# Kube Exploring Kompetition (knowledge quiz with prizes)



## kubesolver (Mar 23, 2020)

The Kompetition:

I invite you to participate in a competition about exploring 3x3x3.

*General:*

There are several problems to solve. For each problem the scoring is as follows:
First place gets the most points, the second less etc. (100, 80, 70, 65, 60, 58, 56, 54, 52, 50, 49, ..., 1) or proportionally more for higher ranked problems.
If several people get the same score their points in this round are averaged (so if two people share first place they get 90 points each).

In all problems where you are asked to find a sequence then the shorter the better. HTM metric (no slice turns allowed) is used unless specified otherwise.

There are 9 100-points problems, 2-200 points problems and 3 500-points problems.

*Prizes: *

I will give out the cubicle vouchers or something similar. To begin with there is guaranteed 100$ for the winner.
I will add more prizes if there is a bigger interest in the comp. Those extra prizes will incentivize good results and early participation similar to my previous competition.

*Participation rules:*
- You can use a cube, pencil, paper etc.
- You CAN use alg.cubing.net or similar to visualize cube.
- You CANNOT use algdb or similar resources for prepared algorithms for various occasions.
- You CANNOT use cube explorer or similar program. Please be fair 
- If you want to win a money prize you have to share your WCA ID.
- When you have solved all problems please bump this thread  and send your answers to me in a Private Message with Title "Kompetition".
- It's ok to improve your solutions later, just bump the thread again and add your new answer to the Pivate Message.

Please only discuss clarity or validity of questions in this thread and not the solutions until the Kompetition is over.

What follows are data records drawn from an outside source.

PR #2789, opened 2020-10-19
PWA-973: Use jsx-no-literals rule 

sirugh:
## Description

Do not merge until PWA-1033 is merged.

This PR 
* adds the jsx-no-literals eslint rule with a configuration that meets our needs. 
* Updates eslint-plugin-react to 7.21.5 (latest).

It will prevent direct string usage in jsx but allow strings to be passed as `id`s. It cannot catch strings passed as `const`s but that's not something we should/can handle anyways

The following will error:

```
<div>{'oops!'}</div>
```

The following will not error:

```
const noError = 'No error!';
<div>{noError}</div>
```

```
<FormattedMessage id={'im.allowed'} />
```

## Related Issue

Closes [PWA-973](https://jira.corp.magento.com/browse/PWA-973).

### Verification Steps

1. Check out PR.
2. `yarn lint` should not error
3. Add a string literal to some jsx in a component, like `<span>{'literal'}</span>`.
4. `yarn lint` should error

## Checklist


.eslintrc.js
```diff
@@ -1,9 +1,18 @@
...
-        'no-useless-escape': 'off'
+        'no-useless-escape': 'off',
+        'react/jsx-no-literals': [
+            'error',
+            {
+                allowedStrings: [],
+                ignoreProps: true,
+                noStrings: true
+            }
+        ]
```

Submissions will be accepted until the end of March (1.04.2020 0:01 CET that is european time zone).

Problems:


Spoiler



100 points problems:
10) Comm1: Find a sequence that swaps two edges and two corners (2c2e).
11) Comm2: Same but 3e
12) Comm3: Same but 3c
13) Comm4: same but 3c3e
14) Comm5: same but 4c4e
15) Odd Q: Is it possible to find a sequence that starts and ends in a solved position and has odd number of moves in QTM (only 90 degrees face turns, no slice moves).
15A) Odd Q2: Only if you answered Yes in previous question. Please write such a sequence.
16) RUF block Q: Is there any cube position that has 2x2x2 block solved, but that can't be solved with 3-gen?
16B) RUF block Q2: Only if you answered Yes in previous question. Please write a sequence leading to such a position.

200 points problems:
20) RU madness: for each of PLL algorithm groups: A, E, F, G, H, J, N, R, T, U, V, Y, Z
Can it be done with 2-gen (i.e. using 2 cube faces like R and U, excluding slices, rotations etc.) sequence? If yes please write the sequence.
Score / tie breakers: number of correct answers, number of yes answers, length of provided sequences.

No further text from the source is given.